Closed goodb closed 5 years ago
In contrast to the above, I strongly think we should continue using the full spectrum of entity classes from Reactome in the GO-CAM models displayed in Noctua while maintaining access to mappings from these classes to more generic UniProt identifiers for use in e.g. GPAD conversion.
The overall goal of the Pathways2GO project is to faithfully convert the knowledge in the Reactome kb into knowledge that is represented according to the GO-CAM model and is thus useful within the software infrastructure of the GOC (Noctua, Minerva, RDF database, GPAD export). If successful, this will have a number of positive benefits:
With that reminder of context, the problem driving this particular ticket is that the Reactome knowledge base uses concepts that a) are not defined in any OBO ontology nor are present in any of the non-ontological concept identifier systems used by the GOC (e.g. GPIs, UniProt). In particular, they refer constantly to complexes that are not defined anywhere outside of their knowledge base. They also refer to modified forms of proteins that are sometimes present as isoforms in UniProt and sometimes not and consider proteins and other physical entities as different classes depending on their localization. This violates a central premise of the software stack: All concepts or classes used in a GO-CAM model must be present in the collection of ontologies referred to as and organized in go-lego.owl. Technically, this file is processed when the Minerva/Noctua stack is started and provides the complete collection of identifiers, labels, and logical definitions used to run the system.
In facing the challenge of importing knowledge that uses concepts that are not present in go-lego I see two main options (and have tried both in code):
Based on my work on this project over the past 20 months or so I strongly feel that we need to expand go-lego to reach our goals. The entities used in and defined by Reactome, in particular complexes, represent valid biological classes that are useful for building models of gene function. With the given that “we are the gene ontology”, complexes are still useful entities for establishing the contextual information that makes for rich causal models of individual gene function. I note that one of the core demonstrations used for the project, the Wnt pathway model, requires the use of a complex. The Reactome physical entity collection represents an excellent starting point for defining an expanded view of entity classes within go-lego.
By creating a new ontology (REO) and adding it into the go-lego collection:
ping @ukemi @deustp01 @thomaspd @cmungall for comment.

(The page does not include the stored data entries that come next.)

PR #833, opened 2021-01-07
udisksstate: Silence the block device busy messages on cleanup lock

tbzatek:
Too confusing for users, actually gets logged among the daemon messages.
Most D-Bus method handlers locking the block device queue an explicit
cleanup once finished so this message is effectively useless anyway.


vojtechtrefny (approved):
ACK

Issue #619, opened 2019-01-22
eMMC boot partitions' Block objects point to phantom Drive


wjt:
On a system whose main storage is a single eMMC device (the same one discussed on #618), UDisks reports two `Drive` objects:

```
/org/freedesktop/UDisks2/drives/DF4032_0x1717e501:
  org.freedesktop.UDisks2.Drive:
    CanPowerOff:                false
    Configuration:              {}
    ConnectionBus:              sdio
    Ejectable:                  false
    Id:                         DF4032-0x1717e501
    Media:                      flash_sd
    MediaAvailable:             true
    MediaChangeDetected:        true
    MediaCompatibility:         flash_sd
    MediaRemovable:             true
    Model:                      DF4032
    Optical:                    false
    OpticalBlank:               false
    OpticalNumAudioTracks:      0
    OpticalNumDataTracks:       0
    OpticalNumSessions:         0
    OpticalNumTracks:           0
    Removable:                  true
    Revision:                   
    RotationRate:               0
    Seat:                       seat0
    Serial:                     0x1717e501
    SiblingId:                  
    Size:                       31268536320
    SortKey:                    01hotplug/1548146973153557
    TimeDetected:               1548146973153557
    TimeMediaDetected:          1548146973153557
    Vendor:                     
    WWN:                        

/org/freedesktop/UDisks2/drives/drive:
  org.freedesktop.UDisks2.Drive:
    CanPowerOff:                false
    Configuration:              {}
    ConnectionBus:              sdio
    Ejectable:                  false
    Id:                         
    Media:                      
    MediaAvailable:             true
    MediaChangeDetected:        true
    MediaCompatibility:         
    MediaRemovable:             false
    Model:                      
    Optical:                    false
    OpticalBlank:               false
    OpticalNumAudioTracks:      0
    OpticalNumDataTracks:       0
    OpticalNumSessions:         0
    OpticalNumTracks:           0
    Removable:                  true
    Revision:                   
    RotationRate:               0
    Seat:                       seat0
    Serial:                     
    SiblingId:                  
    Size:                       4194304
    SortKey:                    01hotplug/1548146973328423
    TimeDetected:               1548146973328423
    TimeMediaDetected:          1548146973328423
    Vendor:                     
    WWN:                        
```

The `Block` object for the main data area, and all its partitions, correctly has `Drive` pointing to the first of these:

```
/org/freedesktop/UDisks2/block_devices/mmcblk0:
[...]

Issue #358, opened 2017-07-27
eMMC drives are recognized as (media) removable devices


xfix:
The device block name in this case is `/dev/mmcblk0`. This causes KDE Device Notifier to consider this device removable. This is an eMMC (embedded MMC) device, not an MMC card. udisks 2.7.1 is used.

```
$ cat /sys/block/mmcblk0/removable 
0
$ gdbus call --system --dest org.freedesktop.UDisks2 --object-path /org/freedesktop/UDisks2/drives/BGND3R_0x35f4b45d --method org.freedesktop.DBus.Properties.Get org.freedesktop.UDisks2.Drive Removable
(<true>,)
$ gdbus call --system --dest org.freedesktop.UDisks2 --object-path /org/freedesktop/UDisks2/drives/BGND3R_0x35f4b45d --method org.freedesktop.DBus.Properties.Get org.freedesktop.UDisks2.Drive MediaRemovable
(<true>,)
$ lsblk
NAME         MAJ:MIN RM   SIZE RO TYPE MOUNTPOINT
mmcblk0      179:0    0  29,1G  0 disk 
├─mmcblk0p1  179:1    0   128M  0 part /boot
├─mmcblk0p2  179:2    0   1,7G  0 part [SWAP]
└─mmcblk0p3  179:3    0  27,3G  0 part /
mmcblk0boot0 179:8    0     4M  1 disk 
mmcblk0boot1 179:16   0     4M  1 disk 
mmcblk0rpmb  179:24   0     4M  0 disk 
zram0        254:0    0 478,9M  0 disk
```

vpodzime:
Could you please also add the information from *udev*? (``udevadm info -qall /dev/mmcblk0``) We need some way to recognize the drive as embedded.

xfix:
```
P: /devices/pci0000:00/80860F14:00/mmc_host/mmc0/mmc0:0001/block/mmcblk0
N: mmcblk0
S: disk/by-id/mmc-BGND3R_0x35f4b45d
S: disk/by-path/platform-80860F14:00
E: DEVLINKS=/dev/disk/by-id/mmc-BGND3R_0x35f4b45d /dev/disk/by-path/platform-80860F14:00
E: DEVNAME=/dev/mmcblk0
E: DEVPATH=/devices/pci0000:00/80860F14:00/mmc_host/mmc0/mmc0:0001/block/mmcblk0
E: DEVTYPE=disk
E: ID_DRIVE_FLASH_SD=1
[...]

PR #834, opened 2021-01-07
eMMC sanity

tbzatek:
This should fix long-standing eMMC support issues. Couple of remarks:
* kernel can't distinguish between _removable_ MMC cards in a slot and _builtin_ eMMC cards. A compromise has been made in that any eMMC rules will apply to these MMC cards as well. It's my understanding that removable MMC cards aren't commonly used nowadays, superseded by SD cards (that can however operate in MMC mode as well AFAIK, not sure what kernel would report then)
* MMC cards are thus forcibly marked as non-removable and non-ejectable and SD cards on the other hand forcibly marked as always removable and ejectable. The _'removable'_ sysfs attribute is ignored in that case.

@goodb this is a very well-laid out argument and makes a lot of sense to me. This does open up the possibility of importing a variety of 'annotation objects' in the future. One point of the argument that rings home with me is the import of Reactome as is stands with no transformations of the entities they represent. One strong advantage to keeping the Reactome entities as they are, in addition to your points above, is that in the future these models will be used as a dialog for co-curation between GO and Reactome. In giving feedback to Reactome, it would be easier for a GO curator to converse with a Reactome curator without having to go through a translation from the model. In my mind the distinction between the curation environment and the 'product' keeps coming to the forefront. In the curation envrironment, we want to keep the data pure with respect to exactly what is being curated (at whatever level). At the product level, it would be nice to serve up the data in a number of ways, translation to conventional files as Ben outlines above. That's the killer step here, the ability to deliver a conventional product from the Reactome models. In the future, I see the products from GO-CAMs evolving where there is a separate visualization interface from Noctua, which would strictly be a curation tool. In those visualizations it would be ideal if we could display entities at whatever level a user desires: gene level, gene product level, complex level.

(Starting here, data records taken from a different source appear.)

PR #835, opened 2021-01-08
udiskslinuxblock: Survive a missing /etc/crypttab

mvollmer:
The rest of UDisks2 takes care to do the right thing when
/etc/crypttab is missing, and treats that case as a empty file.  Thus,
add_remove_crypttab_entry should do the same.

### DIFF
--- a/src/udiskslinuxblock.c
+++ b/src/udiskslinuxblock.c
@@ -1777,7 +1777,15 @@ add_remove_crypttab_entry (UDisksBlock *block,
                             &contents,
                             NULL,
                             error))
-    goto out;
+    {
+      if (g_error_matches (*error, G_FILE_ERROR, G_FILE_ERROR_NOENT))
+        {
+          contents = g_strdup ("");
+          g_clear_error (error);
+        }
+      else
+        goto out;
+    }
 
   lines = g_strsplit (contents, "\n", 0);
 


mvollmer:
Also see https://github.com/cockpit-project/cockpit/issues/15100.

StorageGhoul:

tbzatek:
Jenkins, ok to test.

src/udiskslinuxblock.c
```diff
@@ -1777,7 +1777,12 @@ add_remove_crypttab_entry (UDisksBlock *block,
                             &contents,
                             NULL,
                             error))
-    goto out;
+    {
+      if (g_error_matches (*error, G_FILE_ERROR, G_FILE_ERROR_NOENT))
+        contents = g_strdup ("");
```
tbzatek, line 1782: I guess `error` should be cleaned up then?

tbzatek (commented):
Good catch, thanks!

src/udiskslinuxblock.c
mvollmer: Yes, good point.

mvollmer: Done.

tbzatek: Thanks!

tbzatek (approved):

PR #845, opened 2021-02-05
tests: Fix checking if VFAT is resizable

vojtechtrefny:
The resize functionallity is no longer provided by libblockdev
fs module directly, "vfat-resize" tool is now required so we need
to check for its availability in the test.


tbzatek (approved):
Ah, that explains the issues in the CI but no error on a stable side (F33, `libblockdev-2.25`, `udisks-2.9.2`).

PR #847, opened 2021-02-10
80-udisks2.rules: Ignore Apple boot partition from livecd-tools

FGrose:
https://github.com/livecd-tools/livecd-tools/pull/176 creates 2 new boot partitions
with livecd-iso-to-disk for Fedora Live .iso files.  Default mounting of these should be avoided.


StorageGhoul:

data/80-udisks2.rules
```diff
@@ -122,12 +122,14 @@ ENV{ID_PART_ENTRY_SCHEME}=="mac", ENV{ID_PART_ENTRY_TYPE}=="Apple_Bootstrap", EN
 
 # Apple Boot partitions
 ENV{ID_PART_ENTRY_SCHEME}=="gpt", ENV{ID_PART_ENTRY_TYPE}=="426f6f74-0000-11aa-aa11-00306543ecac", ENV{UDISKS_IGNORE}="1"
+ENV{ID_FS_LABEL}=="ANACONDA", ENV{ID_PART_ENTRY_TYPE}=="48465300-0000-11aa-aa11-00306543ecac|0xaf", ENV{UDISKS_IGNORE}="1"
```
vojtechtrefny, line 125: I'm not sure if it's a good idea to put something distribution specific in upstream rules, this could quickly go out of hand if every distribution wanted to add a specific rule here. Maybe LiveCD tools can ship their own UDev rule?

data/80-udisks2.rules
```diff
@@ -122,12 +122,14 @@ ENV{ID_PART_ENTRY_SCHEME}=="mac", ENV{ID_PART_ENTRY_TYPE}=="Apple_Bootstrap", EN
...
 
 # special DOS partition types (EFI, hidden, etc.) and RAID/LVM
 # see http://www.win.tue.nl/~aeb/partitions/partition_types-1.html
 ENV{ID_PART_ENTRY_SCHEME}=="dos", \
   ENV{ID_PART_ENTRY_TYPE}=="0x0|0x11|0x12|0x14|0x16|0x17|0x1b|0x1c|0x1e|0x27|0x3d|0x84|0x8d|0x8e|0x90|0x91|0x92|0x93|0x97|0x98|0x9a|0x9b|0xbb|0xc2|0xc3|0xdd|0xef|0xfd", \
   ENV{UDISKS_IGNORE}="1"
+ENV{ID_PART_ENTRY_SCHEME}=="dos", ENV{ID_FS_LABEL}=="ESP", ENV{ID_PART_ENTRY_NUMBER}=="2", ENV{ID_PART_ENTRY_TYPE}=="0xc", ENV{UDISKS_IGNORE}="1"
```
vojtechtrefny, line 132: According to [wikipedia](https://en.wikipedia.org/wiki/Partition_type#PID_EFh), `0xef` should be used as partition ID for EFI system partitions. Any reason to not use this? We are already ignoring these in the rule above.

vojtechtrefny (commented):
I'm not strictly against this, but I think this could be fixed in a better way. Lets see what @tbzatek thinks.

vojtechtrefny:
Jenkins, ok to test.

data/80-udisks2.rules
tbzatek: I have no problem including this downstream only (even within the `udisks2` package) under extra udev rules file. As for inclusion upstream I'm only about 50% sure/unsure. (The `80-udisks2.rules` file is messy anyway and most of the rules should be pushed further to lower levels).

data/80-udisks2.rules
tbzatek: This rule doesn't make sense, there's a high chance of a conflict with user `ESP`-labeled filesystems. Agree with @vojtechtrefny, the `0xc` partition type should not be used for EFI filesystem.

tbzatek (changes requested):

FGrose:
Agreed on 0xc partition type rule, that was not needed.  (Eliminated through a forced push.)

FGrose:
Superceded by PR #920

PR #853, opened 2021-03-05
udisks: Add null check to avoid crash

harpritkb:
Added null checks in function swapspace_check of
udiskslinuxblockobject.c to avoid object->iface_block_device
being passed to udisks_block_get_id_usage function if it's NULL.


StorageGhoul:

tbzatek:
Jenkins, ok to test.

PR #856, opened 2021-03-11
udiskslinuxblockobject: Add safety checks for UDisksLinuxBlock interface

tbzatek:
None of the conditions are supposed to ever fail until really bad things happen.


tbzatek:
Just a couple of precautionary checks to be watched out in the CI for example. Inspired by the recent events.

vojtechtrefny (approved):

PR #1201, opened 2023-10-10
Add option to specify metadata version when creating MD RAID

vojtechtrefny:


data/org.freedesktop.UDisks2.xml
```diff
@@ -171,6 +171,10 @@
         is not present, it is up to <literal>mdadm</literal> to decide
         whether to create an internal bitmap (typically for arrays larger
         than 100 GB) or not.
+
+        The @version option specifies the MD metadata version, for example
+        '0.90'. If not specified the default medata version specified by
+        <literal>mdadm</literal> is used.
```
tbzatek, line 177: Could you please add something like `(since 2.11)`?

@deustp01 @thomaspd @cmungall @kltm
I agree with the plan.
The only thing we have to keep an eye on ensuring it is easy for developers to be able to computationally traverse from an activity to the uniprot ID. We can make this easier in a number of ways, I just want to be sure we don't end up with multiple ad-hoc mechanisms.
Noting planning issue assuming above argument is settled: https://github.com/geneontology/pathways2GO/issues/71
Closing. moving on to implementation details in #71
It has been expressed that GO desires uniprot ids to be used within the reactome models when that is possible.

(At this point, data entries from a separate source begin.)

PR #1206, opened 2023-10-20
lvm: Also look at symlinks for segment PVs

mvollmer:
When a PV is on a LUKS device, lvm reports that device as "/dev/mapper/luks-1234...", which is a symlink to the real device. UDisks2 would miss this and report the segment as having lost its backing PV.

In addition to looking harder for devices, UDisks2 now also distinguises between "PV is gone" and "PV is there but I can't find a D-Bus object for it".

### DIFF
--- a/modules/lvm2/udiskslinuxlogicalvolume.c
+++ b/modules/lvm2/udiskslinuxlogicalvolume.c
@@ -145,14 +145,21 @@ build_segment (UDisksDaemon *daemon,
   g_variant_builder_init (&seg_builder, G_VARIANT_TYPE ("(tto)"));
   g_variant_builder_add (&seg_builder, "t", seg->pv_start_pe * extent_size);
   g_variant_builder_add (&seg_builder, "t", seg->size_pe * extent_size);
-  block_object = udisks_daemon_find_block_by_device_file (daemon, seg->pvdev);
-  if (block_object)
+  if (seg->pvdev == NULL)
     {
-      g_variant_builder_add (&seg_builder, "o", g_dbus_object_get_object_path (G_DBUS_OBJECT (block_object)));
-      g_object_unref (block_object);
+      g_variant_builder_add (&seg_builder, "o", "/");
     }
   else
-    g_variant_builder_add (&seg_builder, "o", "/");
+    {
+      block_object = udisks_daemon_find_block_by_device_file_and_symlinks (daemon, seg->pvdev);
+      if (block_object)
+        {
+          g_variant_builder_add (&seg_builder, "o", g_dbus_object_get_object_path (G_DBUS_OBJECT (block_object)));
+          g_object_unref (block_object);
+        }
+      else
+        g_variant_builder_add (&seg_builder, "o", "/notfound");
+    }
   return g_variant_builder_end (&seg_builder);
 }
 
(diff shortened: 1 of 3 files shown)


StorageGhoul:

mvollmer:
I think this is quite important. Without this, Cockpit will scream at anyone who has encrypted PVs that they have lost data.

We will likely put some check into Cockpit that avoids the screaming, but it would be really nice to get this fix in soonish.

mvollmer:
Ah, this is only relevant for a as-of-yet-unmerged PR for Cockpit: https://github.com/cockpit-project/cockpit/pull/17226. All released versions of Cockpit are fine.

I just added a test to catch this: https://cockpit-logs.us-east-1.linodeobjects.com/pull-17226-20231020-092603-5f1f0179-fedora-39-storage/log.html#71

vojtechtrefny:
Jenkins, ok to test.

tbzatek (approved):
One problem with device symlinks I have is that they're not stable. Once another block device appears with equal identifiers, the symlink might get randomly overwritten (also via `udevadm trigger`).

But I guess we can't do any better, or is there any other way?

Would be perhaps also interesting to come up with a Cockpit test that clones such block device so that duplicate identifiers are present in the system and see how the UI deals with that. In RAID mirroring scenarios, this can happen easily I would guess.

mvollmer:
> One problem with device symlinks I have is that they're not stable. Once another block device appears with equal identifiers, the symlink might get randomly overwritten (also via `udevadm trigger`).

Looks like lvm2 explicitly prefers symlinks over the shorter `/dev/dm-N`: https://github.com/lvmteam/lvm2/blob/282d947c364dab52f278543fb407912584cee6a2/lib/device/dev-cache.c#L297

This makes sense, of course, for human consumption. It also does this for the JSON output format. I haven't found an option to make it output the PV UUID instead, for example.

I don't think it is ever wrong of UDisk2 to also recognize devices by their symlinks. It might be wrong for lvm2 to use them to identify devices.

> Would be perhaps also interesting to come up with a Cockpit test that clones such block device so that duplicate identifiers are present in the system and see how the UI deals with that. In RAID mirroring scenarios, this can happen easily I would guess.

Could you elaborate with some command line examples?

tbzatek:
> Looks like lvm2 explicitly prefers symlinks over the shorter `/dev/dm-N`: https://github.com/lvmteam/lvm2/blob/282d947c364dab52f278543fb407912584cee6a2/lib/device/dev-cache.c#L297

That's a 21 years old comment :-) In theory, any symlink will always be less stable/consitent than actual device node.

> This makes sense, of course, for human consumption. It also does this for the JSON output format. I haven't found an option to make it output the PV UUID instead, for example.
> 
> I don't think it is ever wrong of UDisk2 to also recognize devices by their symlinks. It might be wrong for lvm2 to use them to identify devices.

Right, agree.

> > Would be perhaps also interesting to come up with a Cockpit test that clones such block device so that duplicate identifiers are present in the system and see how the UI deals with that. In RAID mirroring scenarios, this can happen easily I would guess.
> 
> Could you elaborate with some command line examples?

I mean, would be interesting to see what happens if you `dd` one block device to a new one, creating exact bit copy, leading to duplicate identifiers in the system (that's the point where symlinks may get overwritten, maybe). Not an important test case anyway since the whole stack would likely fail somewhere else.

vojtechtrefny (approved):

PR #1224, opened 2023-11-21
udiskslinuxprovider: Properly finalize GTaskThreadFunc

tbzatek:
No real world difference as nobody cares about the result, only added to fully conform to Gio specs and to get rid of these debugging warnings (G_MESSAGES_DEBUG=all):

As it stands, the reactome entity ontology contains one record for each reactome entity. This means that we have a different reactome entity (class) for each different version of a protein (where version is determined by location and modifications). Hence we may have 6 reactome identifiers that all map onto one uniprot identifier, despite referring to slightly different concepts ontologically.
The proposal is to replace the use of these (e.g.) 6 different reactome identifiers with the corresponding, more general, uniprot identifier. This is currently done during the conversion of the default reactome-centric gpad export into uniprot-centric gpad export.